Not differentiating between bugs and recoverable errors (more on that later).
Increasing the cognitive load more than necessary. It's caused by not leveraging type system for error handling.
Poor composability of functions that can raise an error. Especially when you want to chain multiple functions that return different set of errors. This is usually because type system is too restrictive.

In this article series, I will try to describe what "error" really means in programming context. Then I will go about mainstream approaches to error handling, argue about their strengths and weaknesses. I won't say anything novel or groundbreaking. I don't have answers on the best error handling approach. It will be more like documentation of what we know about error handling. It's also to help myself to organize my thoughts about error handling.

Bugs and Recoverable Errors

When we say "error", we actually possibly mean one of the two things:

A bug in the system.
A faulty situation that can't be avoided.

These two things are fundamentally different. However, many programming languages don't make a clear differentiation between the two when they are designing their error model. This causes complications because they are very different in nature. When one tries to deal with two very different things with the same tools, the tool becomes unnecessarily complex. Instead, it would be better to build two separate tools that solve each of them well.

Bugs cause your system to go into an unanticipated state. Because you didn't actually think that this case would happen in reality and your whole design is based on that assumption. Naturally, this means that all your previous assumptions are not true anymore. Invariants may be violated or state may be corrupted.

A recoverable error, on the other hand, are the things that may happen, and usually it's outside the control of the system. The system has to interact with the outside world and outside world is a lot of the times unpredictable. Therefore, the system should have a way to handle these errors. A download manage should retry when a network error occurs, a text editor should not crash if it fails to save.

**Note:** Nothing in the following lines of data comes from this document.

PR #1163, opened 2022-03-03
Remove `ink-as-dependency`

HCastano:
As part of the `ink!` [RC7 release](https://github.com/paritytech/ink/blob/master/RELEASES.md#version-30-rc7) the `ink!` codegen started generating a `ContractRef`
struct alongside the `Contract` struct. Since then there has been no need for
`ink-as-dependency` because all contracts get a generated `Ref` struct which can be used 
anywhere `ink-as-dependency` would've been used.

The [release notes](https://github.com/paritytech/ink/blob/master/RELEASES.md#changed-2) even mention that the `Ref` struct was meant to be the successor to the
`ink-as-dependency` concept.

> MyContractRef is pretty much the same of what we had gotten with the old
> ink-as-dependency. It is a typed thin-wrapper around an AccountId that is mirroring the
> ink! smart contract's API and implemented traits.

This PR removes `ink-as-dependency` since it is no longer needed.


HCastano:
I'll fix the CI tomorrow 😔

xgreenx:
You can't just remove the `ink-as-dependency` feature because it is still used to prevent multiple `call`, `deploy`, and `__ink_generate_metadata`.

@Robbepop mentioned in that https://github.com/paritytech/ink/pull/665 the idea with `in-as-root` feature. All no mangle methods can be marked with that feature and `cargo-contract` can enable it during compilation.

HCastano:
> You can't just remove the `ink-as-dependency` feature because it is still used to prevent multiple `call`, `deploy`, and `__ink_generate_metadata`.
> 
> @Robbepop mentioned in that #665 the idea with `in-as-root` feature. All no mangle methods can be marked with that feature and `cargo-contract` can enable it during compilation.

Hmm yeah, I figured the `ContractRef` impl was a bit more clever, but you're right we
still need some way to prevent multiple of those `no_mangle` calls.

So the main thing I really wanted to get rid of here was the
`#[ink::contract(compile_as_dependency = ...)]` syntax from the language.

I think we can still do that without removing the `ink-as-dependency` feature flag. I
don't really see a difference between that and `ink-as-root`, the feature will still need
to be enabled/disabled _somewhere_.

xgreenx:
> I think we can still do that without removing the ink-as-dependency feature flag. I
don't really see a difference between that and ink-as-root, the feature will still need
to be enabled/disabled somewhere.

`ink-as-root` should be enabled only for the root contract, not for subcontracts, and `cargo-contract` can enable it because the developer calls `cargo contract build` for the root contract.

`ink-as-dependency` should be enabled for all subcontracts, and `cargo-contract` can't recognize what contract is sub contract=)

HCastano:
Okay so I'm gonna split this out into two PRs.

1. Remove `compile_as_dependency`
2. Replace `ink-as-dependency` with `ink-as-root`

For (1) I've opened #1168, and for (2) I've started playing around with something today, will
maybe open a PR tomorrow.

If the system continues to operate in the face of a bug, it will likely to start behaving in weird ways. There is no proper way to "handle" a bug other than immediately stopping and reporting it. That's why "did you turn it on and off again?" is such a popular thing with computer. By restarting a system, we reset the state and it goes back to a case which doesn't break our assumptions about the system. We didn't actually solve the issue, it's still possible to go into the undesired state.

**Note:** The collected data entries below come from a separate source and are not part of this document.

PR #1133, opened 2022-02-15
`CallBuilder` delegated calls API

VargSupercolony:
This PR adds the possibility to make delegated calls into ink!. To achieve this, we:
1. Add `seal_delegate_call` unstable interface import
2. Refactor `CallBuilder` to two types of calls: `Call` (meaning cross-contract call) and `DelegateCall` (meaning delegated calls). This is a breaking change, as now the users must specify `call_type` on the builder manually, as opposed to it being always `Call` :)
3. Add `invoke_contract_delegate` & `eval_contract_delegate` functions to backend trait & impls: we call those functions when making a delegated call
4. Rework codegen for cross-contract calls (add `set_call_type`)
5. Update docs in the ink! itself
6. Update `proxy` example, rework it to use `build_call` with `DelegateCall` call type, add upgradeable flipper to showcase simple upgradeable contract example.

Massive thanks to @yarikbratashchuk for providing initial PoCs & ideas for the implementation.

PR #1165, opened 2022-03-04
Unify `ink_env::{eval_contract, invoke_contract}`

ascjones:
WIP exploring how easy it is to unify those two functions and simplify the API. Requires explicitly setting of `()` as the return type on the call builder. 

If using the call builder API explicitly to invoke a message which does have a return value but you want to skip decoding it, as was the previous behaviour of `invoke_contract`,  the user can simply set the return type to `()`.

### DIFF
--- a/crates/env/src/call/call_builder.rs
+++ b/crates/env/src/call/call_builder.rs
@@ -84,38 +84,17 @@ where
     }
 }
 
-impl<E, Args> CallParams<E, Args, ()>
-where
-    E: Environment,
-    Args: scale::Encode,
-{
-    /// Invokes the contract with the given built-up call parameters.
-    ///
-    /// # Note
-    ///
-    /// Prefer [`invoke`](`Self::invoke`) over [`eval`](`Self::eval`) if the
-    /// called contract message does not return anything because it is more efficient.
-    pub fn invoke(&self) -> Result<(), crate::Error> {
-        crate::invoke_contract(self)
-    }
-}
-
 impl<E, Args, R> CallParams<E, Args, ReturnType<R>>
 where
     E: Environment,
     Args: scale::Encode,
     R: scale::Decode,
 {
-    /// Evaluates the contract with the given built-up call parameters.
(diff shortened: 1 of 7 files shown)


crates/env/src/call/call_builder.rs
```diff
@@ -192,7 +171,7 @@ where
 ///             .push_arg(true)
 ///             .push_arg(&[0x10; 32])
 ///     )
-///     .returns::<ReturnType<i32>>()
+///     .returns::<i32>()
```
HCastano, line 174: ❤️ that users aren't exposed to `ReturnType<T>` anymore

HCastano: In the PR description you mention that _"the user can either omit the call to `returns::<R>()`"_. Doesn't looks like this is the case, if I remove this line the example fails to compile

HCastano (approved):
Good stuff!

Heads up @xgreenx, this will cause some merge conflicts with #1133

HCastano:
CI fails due to the [`contract-introspection`](https://github.com/paritytech/ink-waterfall/blob/7247c49a3690be9ad97a5e32340b32e198d68b4e/examples/contract-introspection/lib.rs#L46) example that's part of the `ink-waterfall`. Let's get this merged and then update the waterfall

crates/env/src/call/call_builder.rs
ascjones: Oh it appears that is only the case if the arg list is not set  (which in this example it is) see https://github.com/paritytech/ink/blob/c0cccb74270f4ef9b92ea3dbde7a06b25f1bf091/crates/env/src/call/call_builder.rs#L438.

Here is an example which calls explcitily but with no args so that compiles: https://github.com/paritytech/ink/blob/378d83f3fc204e18dce6f3946e6a0f27e333d7d6/examples/proxy/lib.rs#L80

I'm not sure why it was already this way, it would make sense to either allow it to be `Unset` either way and default to `()`, or require it to be set in all cases. What do you think?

But you can be saying: "If I kill my application every time there was a division by zero or null pointer dereference, it would restart every second". I don't imply that you should restart all your system when a bug occurs. But you should reset all the affected components. If two threads share a memory region and one encounters a bug, the second is also potentially buggy. You need to reset both. We have problems with restarting only because we can't easily restart a granular part of a system. If components are properly isolated, restarting a process in the face of a bug doesn't bring down the whole system, which prevents cascading failures in the downstream. You end up with a more reliable system. Also, one of the issues with just continuing in the face of a bug, it makes it easier not to fix the bug than to fix the bug. This leads to a pit of despair where you ironically end up with a less reliable system that always runs but not it's not certain that it's actually in a well-defined state.

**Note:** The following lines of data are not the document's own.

PR #1169, opened 2022-03-08
We forgot to add an ability to alter the arguments of the call

xgreenx:
The developer can't alter the default arguments of codegen.


cmichi (approved):

ascjones (commented):
Can you elaborate a bit? In the doc comments we are setting `callee` `transferred_value` and `gas_limit` directly on initialization via `call_type`. So where would we use these new `CallBuilder` methods instead?

xgreenx:
If `call_type` is initialized, the user can't alter the values inside. For example, [codegen here](https://github.com/paritytech/ink/blob/master/crates/lang/codegen/src/generator/trait_def/call_builder.rs#L391) only initializes the `callee` field(`.call_type(::ink_env::call::Call::new().callee(::ink_lang::ToAccountId::to_account_id(self)))`). And if some wants to modify `transferred_value` he can't do that.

I believe Java especially made significant harms into the understanding of error handling because they don't clearly separate bugs and recoverable errors. A NullPointerException is handled the same way an IOException is handled. This blurs the line and makes it harder to notice the fundamental differences. Also, Java doesn't provide a functionality like Rust's unwrap to ignore error cases for dirty hacking. Which makes people to hate checked exceptions.

When we try to deal with both bugs and recoverable errors in the same way, error handling sucks more than necessary.

The Philosophy of Error Handling

As far as I know, there are two main philosophical approaches to error handling. First, one acknowledges that error handling is too hard and complex to manage it in a type system. Therefore, they either use special error values or runtime exceptions. There are further divisions in this camp (like Go's approach vs. unchecked exception approach) but I won't go into detail about them. All of those subcamps has the same belief that it's not worth encoding errors into the types.

The other camp believes that error handling is complex, but it can be somewhat tracked in the type system even if it's not possible for every case. They think that many trivial errors (like famous NullPointerException) could be prevented with encoding more information into type system. Examples to this camp are Rust, OCaml and Haskell. Scala is also in this camp but it's possible to code in all possible ways with Scala.

Both camps have their advantages and shortcomings. First approach is good when you want to focus on the happy path and reliability is not that important. Many times we want to write a hacky prototype before we actually want to write a proper system. We can save a lot of time by just throwing the ball (such as terminating the program or whatever appropriate unit of execution) when a failure case occurs. But when it comes to seriously building a system, it shouldn't be hard to become stricter with error handling. It should be easy to spot where we are not dealing with a possible error so that we can build reliable and robust systems. That's why I especially find Rust's approach really good. Because if you are doing hacky prototype, you can just unwrap errors and let the program panic if an error happens. When you return, you can rewrite your code to handle these errors. It's very easy to figure out where you should look. Compared to this if you use Java for instance, any function can throw a runtime exception and there is no way of telling it from the signature. In order to be sure you have to read the whole implementation of the function. This is terrible because it causes unnecessary cognitive load.

Second approach is good that it lets you abstract over failure modes by incorporating into type system. This way you can just look at the signature and not have to read the implementation to see what errors are possible. It provides better abstraction and reduces cognitive load. However, in the way it's currently implemented in programming languages it's usually painful to write. Particularly, it's hard or impossible to compose error cases from multiple functions or narrow cases by partially handling some of the errors. So composability suffers. I will talk about this in the next article when we discuss monadic errors.

Conclusion

We reached the end of the first part in this series. I hope it helped you to understand the purpose of error handling and different approaches to it. In the next article, I will delve on different types of error handling models of mainstream programming languages and some cutting-edge ones. We will learn pros and cons of each approach.